[Provided entries]
Issue #1870, opened 2023-09-25
Panic on `load_many` call with different column name on primary key


DMaxter:
## Description

I'm trying to use `load_many` to load the many side of multiple entities. However, if the many-side structure has the column name different from the struct name, and it is a primary key, it panics, as it tries to obtain the parameter through the column name and not through the struct parameter.

As an example, this is a many side of a relation:
```Rust
#[derive(Clone, Debug, PartialEq, DeriveEntityModel)]
#[sea_orm(table_name = "stock")]
pub struct Model {
    #[sea_orm(primary_key, auto_increment = false)]
    pub bakery_id: i32,
    #[sea_orm(primary_key, column_name = "cake_name")]
    pub cake_id: String,
    pub amount: i32,
}
```

I receive a panic message like
```
thread 'main' panicked at /home/dmaxter/.cargo/registry/src/index.crates.io-6f17d22bba15001f/sea-orm-0.12.3/src/query/loader.rs:360:37:
Failed at mapping string to column A:1
note: run with `RUST_BACKTRACE=1` environment variable to display a backtrace
```

With deeper debugging, I found out that this is triggered by this line:
https://github.com/SeaQL/sea-orm/blob/0.12.3/src/query/loader.rs#L226

For this specific case, I found out that [here](https://github.com/SeaQL/sea-orm/blob/0.12.3/src/query/loader.rs#L358) the value is `cake_name` while the model given only has `cake_id`, not `cake_name` property

## Steps to Reproduce

1.  Create a postgres database named bakery
2. Fill it with the data on `db.sql`
3. Run the reproducer

### Expected Behavior

Obtaining the many side

### Actual Behavior

Panic

### Reproduces How Often

Always

### Workarounds

None, besides renaming the columns to match the model parameters (however this might not be possible, as is the case, because a migration from another platform is happening)

## Reproducible Example

[reproducer.zip](https://github.com/SeaQL/sea-orm/files/12720372/reproducer.zip)

## Versions

├── sea-orm v0.12.3
│   ├── sea-orm-macros v0.12.3 (proc-macro)
│   │   ├── sea-bae v0.2.0 (proc-macro)
│   ├── sea-query v0.30.1
│   ├── sea-query-binder v0.5.0
│   │   ├── sea-query v0.30.1 (*)

tyt2y3:
Thank you for the investigation. I am confident that this is fixable, although can you illustrate the problem by showing the examples of:

1. what works
2. what doesn't work
[...]

PR #2603, opened 2025-05-22
fix: include column_name in DeriveColumn FromStr impl

lazulit3:
## PR Info
I'm pretty sure this fixes the cause of:
- https://github.com/SeaQL/sea-orm/discussions/2134
- https://github.com/SeaQL/sea-orm/issues/1870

[What is expected] Each line above with the word "blob" must be returned.

[Completed task]
https://github.com/SeaQL/sea-orm/blob/0.12.3/src/query/loader.rs#L226
For this specific case, I found out that [here](https://github.com/SeaQL/sea-orm/blob/0.12.3/src/query/loader.rs#L358) the value is `cake_name` while the model given only has `cake_id`, not `cake_name` property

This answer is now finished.